# [EXERCISE AIM]
Find every line in the records below that contains the word "client", and copy each such line.

+ + + + +

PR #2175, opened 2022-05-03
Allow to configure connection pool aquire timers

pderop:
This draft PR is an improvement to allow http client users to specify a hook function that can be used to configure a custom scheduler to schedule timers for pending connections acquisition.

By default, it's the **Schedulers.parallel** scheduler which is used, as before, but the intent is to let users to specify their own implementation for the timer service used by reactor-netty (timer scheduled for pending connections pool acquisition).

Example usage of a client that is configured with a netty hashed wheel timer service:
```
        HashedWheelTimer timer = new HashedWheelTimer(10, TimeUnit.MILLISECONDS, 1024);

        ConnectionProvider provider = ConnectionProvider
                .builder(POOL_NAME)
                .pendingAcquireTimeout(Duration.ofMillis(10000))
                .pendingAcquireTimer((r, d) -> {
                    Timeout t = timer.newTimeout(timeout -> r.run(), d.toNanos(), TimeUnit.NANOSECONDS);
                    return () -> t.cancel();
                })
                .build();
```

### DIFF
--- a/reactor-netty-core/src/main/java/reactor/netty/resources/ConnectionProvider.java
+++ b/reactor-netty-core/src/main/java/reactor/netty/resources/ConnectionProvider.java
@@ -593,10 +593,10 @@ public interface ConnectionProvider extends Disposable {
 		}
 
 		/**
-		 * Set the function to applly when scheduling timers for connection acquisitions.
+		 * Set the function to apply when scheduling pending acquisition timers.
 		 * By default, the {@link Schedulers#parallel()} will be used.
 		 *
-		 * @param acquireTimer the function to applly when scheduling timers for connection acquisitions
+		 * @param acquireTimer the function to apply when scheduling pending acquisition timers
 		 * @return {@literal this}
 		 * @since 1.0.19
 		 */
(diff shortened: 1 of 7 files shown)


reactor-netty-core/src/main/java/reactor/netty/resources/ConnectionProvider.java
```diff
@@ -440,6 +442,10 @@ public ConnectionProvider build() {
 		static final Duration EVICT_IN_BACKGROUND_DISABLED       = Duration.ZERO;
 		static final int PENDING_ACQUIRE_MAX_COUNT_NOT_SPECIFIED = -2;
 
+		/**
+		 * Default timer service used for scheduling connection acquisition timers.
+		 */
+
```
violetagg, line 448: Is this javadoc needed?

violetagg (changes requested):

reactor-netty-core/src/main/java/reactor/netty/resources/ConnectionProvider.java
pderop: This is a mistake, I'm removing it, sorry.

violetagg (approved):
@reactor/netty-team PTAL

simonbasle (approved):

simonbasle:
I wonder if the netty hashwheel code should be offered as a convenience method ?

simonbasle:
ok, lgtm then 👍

+ + + + +

# [SOLUTION TO THIS EXERCISE]
This draft PR is an improvement to allow http client users to specify a hook function that can be used to configure a custom scheduler to schedule timers for pending connections acquisition.
Example usage of a client that is configured with a netty hashed wheel timer service:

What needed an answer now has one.